PR #232, opened 2023-04-11
Add test cases for the updated S0091 & S0092 in SXL 1.1

otterdahl:
In SXL 1.1 the S0091 & and S0092 were updated. It now only have 'user' attribute and not both 'user and 'status'.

────────────────────────────────────────

**Work task:** The response must reproduce the whole listing exactly.

**Task solution:**
PR #232, opened 2023-04-11
Add test cases for the updated S0091 & S0092 in SXL 1.1

otterdahl:
In SXL 1.1 the S0091 & and S0092 were updated. It now only have 'user' attribute and not both 'user and 'status'.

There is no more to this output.